**WHAT TO WORK ON:** Could you write out the opening lines of the data, word for word, stopping after the line that contains "--- a/.github/workflows/build_and_deploy.yml"?
▼
PR #3602, opened 2021-06-09
[TEVA-2709] Increase fountainhead/action-wait-for-check timeout to 840

felixtheflex:
Following recent changes, we observed that most often than not,
the fountainhead/action-wait-for-check actions timeout while waiting
for the corresponding Deploy App to Environment to complete. Hence the
need for the increase in timeout.

## Jira ticket URL

https://dfedigital.atlassian.net/browse/TEVA-2709

## Changes in this PR:

.github/workflows/build_and_deploy.yml

### DIFF
--- a/.github/workflows/build_and_deploy.yml
+++ b/.github/workflows/build_and_deploy.yml
@@ -178,7 +178,7 @@ jobs:
         token: ${{ secrets.GIT_HUB_SERVICE_ACCOUNT_TOKEN }}
         checkName: Deploy ${{ env.DOCKER_IMAGE_TAG }} to ${{ env.ENVIRONMENT }} # Job name within triggered workflow
         ref: ${{ env.BUILD_GIT_TAG }}
-        timeoutSeconds: 720
+        timeoutSeconds: 1200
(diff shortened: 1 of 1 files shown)


.github/workflows/build_and_deploy.yml
```diff
@@ -178,7 +178,7 @@ jobs:
         token: ${{ secrets.GIT_HUB_SERVICE_ACCOUNT_TOKEN }}
         checkName: Deploy ${{ env.DOCKER_IMAGE_TAG }} to ${{ env.ENVIRONMENT }} # Job name within triggered workflow
         ref: ${{ env.BUILD_GIT_TAG }}
-        timeoutSeconds: 720
+        timeoutSeconds: 840
```
saliceti, line 181: Could we bump it even higher to guarantee success? Like 1200 (20 min)

saliceti: Also could you fix the task id? Noticed it's still called "wait_for_deploy_app_staging"

saliceti (approved):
▲
**REPLY:**
PR #3602, opened 2021-06-09
[TEVA-2709] Increase fountainhead/action-wait-for-check timeout to 840

felixtheflex:
Following recent changes, we observed that most often than not,
the fountainhead/action-wait-for-check actions timeout while waiting
for the corresponding Deploy App to Environment to complete. Hence the
need for the increase in timeout.

## Jira ticket URL

https://dfedigital.atlassian.net/browse/TEVA-2709

## Changes in this PR:

.github/workflows/build_and_deploy.yml

### DIFF
--- a/.github/workflows/build_and_deploy.yml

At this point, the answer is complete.